** Assigned task **
The answer must restate every entry below word for word.

** Dataset excerpts **
PR #341, opened 2024-01-09
Add namespace level capabilities

Quinn-With-Two-Ns:
Add a message to `NamespaceInfo` to include namespace level capabilities. Different then the `capabilities` returned by `GetSystemInfoResponse` because those are scoped to a cluster where these are scoped to a namespace. I included the field in `NamespaceInfo` since that is exposed for all users already and is already been used for similar feature flags in a less general way. This is scoped to server configs, not to include cloud account level configs.

### Is this intended to work in OS and Cloud
Yes

### Who is intended to use this

Applications like UI (Not the SDKs internally)

### DIFF
--- a/temporal/api/namespace/v1/message.proto
+++ b/temporal/api/namespace/v1/message.proto
@@ -50,8 +50,6 @@ message NamespaceInfo {
 
     // Namespace capability details. Should contain what features are enabled in a namespace.
     message Capabilities {
-        // Server to always set to true. If false the client should disregard Capabilities.
-        bool valid_capabilities = 1;
     }
 
     // Whether scheduled workflows are supported on this namespace. This is only needed
--- a/temporal/api/namespace/v1/message.proto
+++ b/temporal/api/namespace/v1/message.proto
@@ -45,6 +45,14 @@ message NamespaceInfo {
     // A key-value map for any customized purpose.
     map<string, string> data = 5;
     string id = 6;
+    // All capabilities the namespace supports.
+    Capabilities capabilities = 7;
+
+    // Namespace capability details. Should contain what features are enabled in a namespace.
+    message Capabilities {
+        // Server to always set to true. If false the client should disregard Capabilities.
+        bool valid_capabilities = 1;
+    }
 
     // Whether scheduled workflows are supported on this namespace. This is only needed
     // temporarily while the feature is experimental, so we can give it a high tag.
--- a/temporal/api/namespace/v1/message.proto
+++ b/temporal/api/namespace/v1/message.proto
@@ -50,6 +50,12 @@ message NamespaceInfo {
 
     // Namespace capability details. Should contain what features are enabled in a namespace.
     message Capabilities {
+        // True if the namespace supports eager workflow start.
+        bool eager_workflow_start = 1;
+        // True if the namespace supports sync update
+        bool sync_update = 2;
+        // True if the namespace supports async update
+        bool async_update = 3;
     }
 
     // Whether scheduled workflows are supported on this namespace. This is only needed


temporal/api/namespace/v1/message.proto
```diff
@@ -45,6 +45,14 @@ message NamespaceInfo {
     // A key-value map for any customized purpose.
     map<string, string> data = 5;
     string id = 6;
+    // All capabilities the namespace supports.
+    Capabilities capabilities = 7;
+
+    // Namespace capability details. Should contain what features are enabled in a namespace.
+    message Capabilities {
+        // Server to always set to true. If false the client should disregard Capabilities.
```
cretz, line 53: Can't the absence of the `capabilities` field be enough to signify this?

temporal/api/namespace/v1/message.proto
```diff
@@ -45,6 +45,14 @@ message NamespaceInfo {
     // A key-value map for any customized purpose.
     map<string, string> data = 5;
     string id = 6;
+    // All capabilities the namespace supports.
+    Capabilities capabilities = 7;
```
cretz, line 49: Can you confirm whether cloud supports `DescribeNamespace` and therefore can also add capabilities here? If not, is this intentionally OSS only?

cretz, line 49: Do all SDKs make a describe namespace call so they can get this kind of information? What if there are client capabilities? Even in the Go SDK doesn't call this until workers are created correct? I wonder if there are better ways to relay namespace-specific capabilities (maybe accepting a `namespace` on `GetSystemInfo`?)

Quinn-With-Two-Ns: Cloud supports `DescribeNamespace` . This feature should work in OSS and Cloud.

temporal/api/namespace/v1/message.proto
Quinn-With-Two-Ns: Oh yeah i'll remove this field, I mixed up how unset message values appeared.

temporal/api/namespace/v1/message.proto
Quinn-With-Two-Ns: Currently `GetSystemInfo` is not a namespace call. I think we'd need server and cloud to chime in on the scope of making it conditionally authorized by namespace.

cretz: My fear is that not all SDKs make this call, and the ones that do only do it before worker start not at client dial time (because we allow people to use another namespace on the same client connection without any network calls in between). I think we can call this `WorkerCapabilities` and feel a bit safer if whatever idea you have for putting in this field are worker specific.

Quinn-With-Two-Ns: So I was not expecting the SDKs to be calling this at client dial time or using it to make any SDK internal decisions. @bergundy you opened the issue [here](https://github.com/temporalio/features/issues/381) What was your expectation of the use of this API?

bergundy: I don't expect the SDK to invoke this call.
I expect applications to use it though.

One of the use cases I had in mind is our features repo or other test frameworks that are designed to work with arbitrary server to disable certain tests when features are not implemented by the targeted server.

The UI is another example, it can use these capabilities to as feature flags.

temporal/api/namespace/v1/message.proto
```diff
@@ -45,6 +45,12 @@ message NamespaceInfo {
...
+
+    // Namespace capability details. Should contain what features are enabled in a namespace.
+    message Capabilities {
+    }
```
bergundy, line 53: You can already add eager_workflow_start, sync_update and async_update as the first set of capabilities.

temporal/api/namespace/v1/message.proto
Quinn-With-Two-Ns: OK that was my expectation as well

cretz: :+1: If we add those initial three capabilities listed later, that works for me.

temporal/api/namespace/v1/message.proto
cretz: To confirm, it is ok if the SDK never calls this?

bergundy: Yeah, the SDK will get errors if it tries to use these APIs, the capabilities are meant to be used at the application layer.

temporal/api/namespace/v1/message.proto
cretz: Can you confirm with cloud team before merging that this is acceptable to them?

temporal/api/namespace/v1/message.proto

** Solution **
PR #341, opened 2024-01-09
Add namespace level capabilities

Quinn-With-Two-Ns:
Add a message to `NamespaceInfo` to include namespace level capabilities. Different then the `capabilities` returned by `GetSystemInfoResponse` because those are scoped to a cluster where these are scoped to a namespace. I included the field in `NamespaceInfo` since that is exposed for all users already and is already been used for similar feature flags in a less general way. This is scoped to server configs, not to include cloud account level configs.

### Is this intended to work in OS and Cloud
Yes

### Who is intended to use this

Applications like UI (Not the SDKs internally)

### DIFF
--- a/temporal/api/namespace/v1/message.proto
+++ b/temporal/api/namespace/v1/message.proto
@@ -50,8 +50,6 @@ message NamespaceInfo {
 
     // Namespace capability details. Should contain what features are enabled in a namespace.
     message Capabilities {
-        // Server to always set to true. If false the client should disregard Capabilities.
-        bool valid_capabilities = 1;
     }
 
     // Whether scheduled workflows are supported on this namespace. This is only needed
--- a/temporal/api/namespace/v1/message.proto
+++ b/temporal/api/namespace/v1/message.proto
@@ -45,6 +45,14 @@ message NamespaceInfo {
     // A key-value map for any customized purpose.
     map<string, string> data = 5;
     string id = 6;
+    // All capabilities the namespace supports.
+    Capabilities capabilities = 7;
+
+    // Namespace capability details. Should contain what features are enabled in a namespace.
+    message Capabilities {
+        // Server to always set to true. If false the client should disregard Capabilities.
+        bool valid_capabilities = 1;
+    }
 
     // Whether scheduled workflows are supported on this namespace. This is only needed
     // temporarily while the feature is experimental, so we can give it a high tag.
--- a/temporal/api/namespace/v1/message.proto
+++ b/temporal/api/namespace/v1/message.proto
@@ -50,6 +50,12 @@ message NamespaceInfo {
 
     // Namespace capability details. Should contain what features are enabled in a namespace.
     message Capabilities {
+        // True if the namespace supports eager workflow start.
+        bool eager_workflow_start = 1;
+        // True if the namespace supports sync update
+        bool sync_update = 2;
+        // True if the namespace supports async update
+        bool async_update = 3;
     }
 
     // Whether scheduled workflows are supported on this namespace. This is only needed


temporal/api/namespace/v1/message.proto
```diff
@@ -45,6 +45,14 @@ message NamespaceInfo {
     // A key-value map for any customized purpose.
     map<string, string> data = 5;
     string id = 6;
+    // All capabilities the namespace supports.
+    Capabilities capabilities = 7;
+
+    // Namespace capability details. Should contain what features are enabled in a namespace.
+    message Capabilities {
+        // Server to always set to true. If false the client should disregard Capabilities.
```
cretz, line 53: Can't the absence of the `capabilities` field be enough to signify this?

temporal/api/namespace/v1/message.proto
```diff
@@ -45,6 +45,14 @@ message NamespaceInfo {
     // A key-value map for any customized purpose.
     map<string, string> data = 5;
     string id = 6;
+    // All capabilities the namespace supports.
+    Capabilities capabilities = 7;
```
cretz, line 49: Can you confirm whether cloud supports `DescribeNamespace` and therefore can also add capabilities here? If not, is this intentionally OSS only?

cretz, line 49: Do all SDKs make a describe namespace call so they can get this kind of information? What if there are client capabilities? Even in the Go SDK doesn't call this until workers are created correct? I wonder if there are better ways to relay namespace-specific capabilities (maybe accepting a `namespace` on `GetSystemInfo`?)

Quinn-With-Two-Ns: Cloud supports `DescribeNamespace` . This feature should work in OSS and Cloud.

temporal/api/namespace/v1/message.proto
Quinn-With-Two-Ns: Oh yeah i'll remove this field, I mixed up how unset message values appeared.

temporal/api/namespace/v1/message.proto
Quinn-With-Two-Ns: Currently `GetSystemInfo` is not a namespace call. I think we'd need server and cloud to chime in on the scope of making it conditionally authorized by namespace.

cretz: My fear is that not all SDKs make this call, and the ones that do only do it before worker start not at client dial time (because we allow people to use another namespace on the same client connection without any network calls in between). I think we can call this `WorkerCapabilities` and feel a bit safer if whatever idea you have for putting in this field are worker specific.

Quinn-With-Two-Ns: So I was not expecting the SDKs to be calling this at client dial time or using it to make any SDK internal decisions. @bergundy you opened the issue [here](https://github.com/temporalio/features/issues/381) What was your expectation of the use of this API?

bergundy: I don't expect the SDK to invoke this call.
I expect applications to use it though.

One of the use cases I had in mind is our features repo or other test frameworks that are designed to work with arbitrary server to disable certain tests when features are not implemented by the targeted server.

The UI is another example, it can use these capabilities to as feature flags.

temporal/api/namespace/v1/message.proto
```diff
@@ -45,6 +45,12 @@ message NamespaceInfo {
...
+
+    // Namespace capability details. Should contain what features are enabled in a namespace.
+    message Capabilities {
+    }
```
bergundy, line 53: You can already add eager_workflow_start, sync_update and async_update as the first set of capabilities.

temporal/api/namespace/v1/message.proto
Quinn-With-Two-Ns: OK that was my expectation as well

cretz: :+1: If we add those initial three capabilities listed later, that works for me.

temporal/api/namespace/v1/message.proto
cretz: To confirm, it is ok if the SDK never calls this?

bergundy: Yeah, the SDK will get errors if it tries to use these APIs, the capabilities are meant to be used at the application layer.

temporal/api/namespace/v1/message.proto
cretz: Can you confirm with cloud team before merging that this is acceptable to them?

temporal/api/namespace/v1/message.proto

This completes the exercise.